How to complete this task: Copy every line of the entries that includes the word "think".

Records from a data collection:
##########

PR #236, opened 2022-12-13
Char type

tmaradc:
Char type implementação:
- Definição do tipo, utilizado com `const`;
- Operações: `ceq`, `clt`, `cle`, `cgt`, `cge`;
- Pode ser utilizado como parâmetro para a função `print`;
- Pode ser utilizado como tipo para vetores (ptr);

Ainda falta:
- Testes com o `turnt`;
- Possibilidade de o utilizar com a ferramenta [Bril Text Format](https://capra.cs.cornell.edu/bril/tools/text.html#bril-text-format)


sampsyo:
Seems very cool! I'd be happy to merge this if you're interested in contributing it. :smiley:

tmaradc:
> Seems very cool! I'd be happy to merge this if you're interested in contributing it. smiley


Thank you! I accidentally opened the PR draft, I still want to make some tests, but I'd love to contribute! 

I'm also thinking about a string type, but first I want to introduce the char type. What do you think? 

Soon I intend to open a PR!

sampsyo:
Sounds wonderful! As does starting with `char` and then moving on to a variable-length string type.

brili.ts
```diff
@@ -830,6 +883,10 @@ function parseMainArguments(expected: bril.Argument[], args: string[]) : Env {
         let b: boolean = parseBool(args[i]);
         newEnv.set(expected[i].name, b as Value);
         break;
+      case "char":
+        let c: number = parseNumber(args[i]);
```
Pat-Lafon, line 887: parseChar no?

Pat-Lafon:
I was curious if you had a specification for what is a valid char? I think that has implications for what encoding a compliant implementation would need to use(ASCII/UTF-8/UTF-16 which is what Javascript uses apparently) but I'm not super familiar.

Maybe related to the first question, how similar are chars to ints? What would be the difference between an operation like `ceq(c1, c2)` versus `eq(char2int(c1), char2int(c2))` if you had `char2int` and `int2char` conversion functions?

tmaradc:
> I was curious if you had a specification for what is a valid char? I think that has implications for what encoding a compliant implementation would need to use(ASCII/UTF-8/UTF-16 which is what Javascript uses apparently) but I'm not super familiar.

Good point, I still don't have it... I'm also not super familiar with that. But it is something I'm going to define before making a real PR.

> Maybe related to the first question, how similar are chars to ints? What would be the difference between an operation like `ceq(c1, c2)` versus `eq(char2int(c1), char2int(c2))` if you had `char2int` and `int2char` conversion functions?

The idea is to make something similar to C chars, so they would be similar. These two operations would return the same value. But I'm still thinking about it, how do you think it should be?

I'm really at the beginning of the idea, this PR (that was supposed to be a draft to my forked repository) was me trying to get familiar with the code.

brili.ts
tmaradc: Yes! I will change it.

Pat-Lafon:
I was just wondering if there were interesting tradeoffs between have a list of builtin char operations(like `ceq`) versus converting a char into an int and then relying on Bril int operations.

For example, operations like checking that a char is an alphanumeric character, checking character equality, or doing a lower to upper case conversion could be implemented in Bril code with just additional `char2int`/`int2char` functions.

However, the specification of an `int2char` function might be kinda weird(because not all valid ints are valid chars). Also, the above makes a couple of assumptions about what a character is(which I think is that they are ascii characters? I'm not that sure). Note that ascii can't represent a character like `ã` so that may be undesirable.

tmaradc:
I see... maybe it is indeed better to convert to int for the operations. I will think more about it.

##########

Written solution:
I'm also thinking about a string type, but first I want to introduce the char type. What do you think? 
I was curious if you had a specification for what is a valid char? I think that has implications for what encoding a compliant implementation would need to use(ASCII/UTF-8/UTF-16 which is what Javascript uses apparently) but I'm not super familiar.
> I was curious if you had a specification for what is a valid char? I think that has implications for what encoding a compliant implementation would need to use(ASCII/UTF-8/UTF-16 which is what Javascript uses apparently) but I'm not super familiar.
The idea is to make something similar to C chars, so they would be similar. These two operations would return the same value. But I'm still thinking about it, how do you think it should be?
However, the specification of an `int2char` function might be kinda weird(because not all valid ints are valid chars). Also, the above makes a couple of assumptions about what a character is(which I think is that they are ascii characters? I'm not that sure). Note that ascii can't represent a character like `ã` so that may be undesirable.
I see... maybe it is indeed better to convert to int for the operations. I will think more about it.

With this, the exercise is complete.